Modern ciphers revolve around the notion of a secret key. You take your plain text, plus some sort of text key (much like a password), and run it through an encryption algorithm. The result looks like complete gibberish. Unlike our simple substitution cipher previously, the output may not have a direct character-for-character mapping—it might well not even be representable as English characters at all. But, if you take the same secret key and apply the algorithm in reverse (the decryption algorithm), you get the original plain text back. This sort of cipher is called a symmetric cipher because the same key is used to both encrypt and decrypt (see Figure 2-9).

It’s crucial to note here that the encryption and decryption algorithms themselves are public and well known. That is, the process for mangling and unmangling (demangling?) the text is not secret. In the past, people have argued that we would be more secure if the algorithms themselves were secret. That sort of sounds intuitively correct—like a magician not telling how his tricks are done. But that’s exactly the point—it’s not really magic if there’s a trick to it. If I could break your encryption just by knowing how you did it, then the entire process is dependent on that secret never being leaked or discovered—not just for one person but for everyone who ever used that algorithm—and therefore, every message or file ever encoded with that algorithm. In today’s world, that’s just not good enough. Any encryption scheme worth using must be secure even if the detailed mechanics of the scheme are well known. This also allows the algorithm to be exhaustively tested and scrutinized by crypto experts.
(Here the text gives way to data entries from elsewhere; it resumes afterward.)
PR #46, opened 2015-11-10
[hold][Feature] Cross platform: halt additional instances

mfraezz:
Purpose
=======
Allow only one instance of OSFO to run

Changes
=======
Adapt `SingleInstance` class from `tendo` (only supports Python 2.6-3.2, adaptation supports current)

Side Effects
=========
None

Note
====
Tested on OS X and Windows

[#OSF-5149]


osfoffline/utils/singleton.py
```diff
@@ -0,0 +1,69 @@
...
+                self.fd = os.open(
+                    self.lockfile, os.O_CREAT | os.O_EXCL | os.O_RDWR)
+            except OSError:
+                type, e, tb = sys.exc_info()
+                if e.errno == 13:
+                    logging.error("Another instance is already running, quitting.")
+                    if callback:
+                        callback()
+                    sys.exit(-1)
+                print(e.errno)
```
chennan47: This print statement doesn't seem necessary.

chennan47:
CR1 done. Looks good. Verified it works for both mac and windows system.

abought:
I will pause on reviewing this one until after tomorrow's deploy deadline.

PR #111, opened 2015-12-14
Exclude registrations from API request

abought:
## Purpose
Fix an issue where the application would crash when viewing list of nodes to sync, if a user owned any registrations.

Modified the API call to exclude any registrations from the list of user nodes.

## Scope
Currently, the API attempts to act on data that may not have been returned from the server. Preferences/py does not currently handle exceptions correctly; that should be fixed separately as part of a broader error handling task.

For now, just changed logging so that we capture the traceback correctly.


chennan47:
Review done. Looks good.

PR #114, opened 2015-12-16
[review] Basic implementation of consolidated notifications

abought:
Refs https://openscience.atlassian.net/browse/OFF-48

## Purpose
Consolidate close-spaced notifications together. Give the user one message, instead of 10.

As is, this doesn't apply any special logic to the grouping. It simply grabs all notifications that occur in a certain span of time. There is an assumption that anything in `notification_queue` must be a file or folder sync operation. CRUD operations are grouped together in a single counter. See notification center screenshot below for example.

screen shot 2015-12-16 at 4 48 40 pm

## Summary of changes
- When a notification fires, wait several seconds and gather all notifications together in a burst. Ensures that the user never has to wait too long for feedback on progress by using a straight timer; may implement debounce option later.
   - INFO messages can be grouped, but messages of a higher severity will always be displayed individually.
- Settings cleanup
   - Remove unused settings
   - Tweak format of log messages
   - Change ALERT_TIME to ALERT_DURATION, and unit to seconds (more consistent with python APIs)

## Test cases
Sync a large project. Try several different ALERT_DURATION values and see the size of the groups change.

## TODO
- [x] Fix straggler bug. Traced to here: https://github.com/CenterForOpenScience/OSF-Offline/blob/develop/osfoffline/gui/qt/tray.py#L194 (one event is being pulled from the queue, out of sequence, before ready)

### DIFF
--- a/osfoffline/gui/qt/tray.py
+++ b/osfoffline/gui/qt/tray.py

If you’re just using a cipher to encrypt personal data, like your diary, the symmetric cipher works quite well. You choose a password, commit it to memory, and use it as the secret key to encrypt the text of your diary. No one knows the key but you, and as long as you picked a strong password, that diary is completely unreadable by anyone. But again, you have to notice the caveat I slipped in there…you must choose a strong password for this to work. We’ll discuss this in depth in a later chapter, but for now just realize that computers are so powerful that they can guess millions or even billions of passwords per second in an attempt to crack your diary open—so choosing your granddaughter’s name or favorite football team is not going to cut it.
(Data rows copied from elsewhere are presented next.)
PR #115, opened 2015-12-17
[review] Cleanup and pruning

abought:
## Purpose
Various simple code cleanup and removal of unused files. (housekeeping during readthrough)

## Summary of changes
- Add an invoke task for flake8 syntax checking
  - Resolve outstanding flake errors
  - Use settings consistent with other OSF projects
- Delete unused or outdated files
- DRY function definitions


tui.py
```diff
@@ -1,232 +0,0 @@
-import collections
```
icereval: why would you remove the nearly complete v1 osf-offline console app?

abought: In a conversation yesterday, I got the impression that it was safe to remove insofar as you had made the decision to go with QT for development instead.

Separately, it's a second frontend codebase to maintain as program specifications evolve. Just seemed like more overhead to be lugging around, but if it's actively being used and necessary, I can add it back.

icereval: I guess I can move on knowing tui.py went out at its peak and being forever preserved in glorious git history, long live tui.py!!!

abought: Tell you what: if we make it an entire month into the beta without anyone egging our office in retaliation for bugs, I'll order you a custom commemorative t-shirt.

(the "t" stands for "tui")

PR #116, opened 2015-12-17
Add various error handling

abought:
Refs
https://openscience.atlassian.net/browse/OFF-72
https://openscience.atlassian.net/browse/OFF-65
https://openscience.atlassian.net/browse/OFF-76 

## Purpose
Add various forms of error handling throughout the application.

## Limitations
This PR focuses on very broad error handling- it will prevent the program from crashing inexplicably, but the user may not always know why something is failing. 

Error messages are crude, and exceptions are caught at a level somewhat removed from the point of failure.

## Test cases that should be fixed by this PR
- [x] Timeout error during remote sync operation hangs the background thread and prevents later sync attempts (to test: activate "100% loss" profile in network link conditioner, try to sync, then subsequently try to sync when connection is restored)
- [x] Set user data folder to a destination where the user doesn't have permission (such as root directory or network volume) causes program to immediately crash- user is now warned about permissions, and given chance to select new folder
- [x] Clicking cancel on the "Choose sync folder" dialog should not result in using a default (mystery) folder whose location is not communicated to the user.
- [x] User selects a sync folder that they no longer have write access to (eg a removable hard drive that was unplugged) and application hangs- this will now- however briefly- notify the user that an error occurred during the sync process
- [x] API error while loading preferences node list should not cause the application to crash (recent example: #111 - can be tested by using Network link conditioner to disable internet connection, then visiting the settings tab of the preferences panel. User should now receive a warning message). 
- [x] A critical failure in syncing one project will prevent other projects from syncing at all. (example: delete a project, then add another project. If the deleted project is synced first, the second project would not be attempted) [refs OFF-76](https://openscience.atlassian.net/browse/OFF-76)

## Summary of other changes
- Some small cleanup to log messages. 
- Log in button on preferences panel should now function as expected. ([#OFF-65])

## Review notes
This does add calls to `Notification` in a few new places throughout the code; there may be room to improve separation of concerns.

The fix in 95e862d is provisional; it merits a further look by someone more familiar with the auditor code.

## To Do
- [ ] Improve user-facing error message for file-operation job failure; include filename where possible.


osfoffline/tasks/operations.py
```diff
@@ -121,7 +121,6 @@ class LocalCreateFile(BaseOperation):
     """Download an individual file from the OSF into a folder that already exists"""
 
     def _run(self):
-        logger.info('LocalCreateFile: {}'.format(self.remote))
```
samchrisinger: I've found this logging to be very useful during development.

abought: Agreed! We were actually logging this info more than once, and I was trying to consolidate it- putting the message in the execution of the job queue instead of in the job method itself. Let me know if you'd prefer it be here instead?

https://github.com/CenterForOpenScience/OSF-Offline/pull/116/files#diff-ee86bf30e5e21f98e3c70a670a827861R32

You can think of symmetric encryption as a trunk with a strong lock—you have the key, and only you can open the lock. It doesn’t matter if people have the trunk in their possession—unless they have the key, they can’t access the diary kept inside. It shouldn’t even matter if they know how the locking mechanism was made. For this analogy to compare well to modern cryptography, we must assert that the trunk would be completely impenetrable, and the lock would be effectively impossible to pick. The crucial element then is the key for the lock. As long as you have the key in your possession and there are no other copies of the key, then only you can open the lock, and therefore only you can access the contents.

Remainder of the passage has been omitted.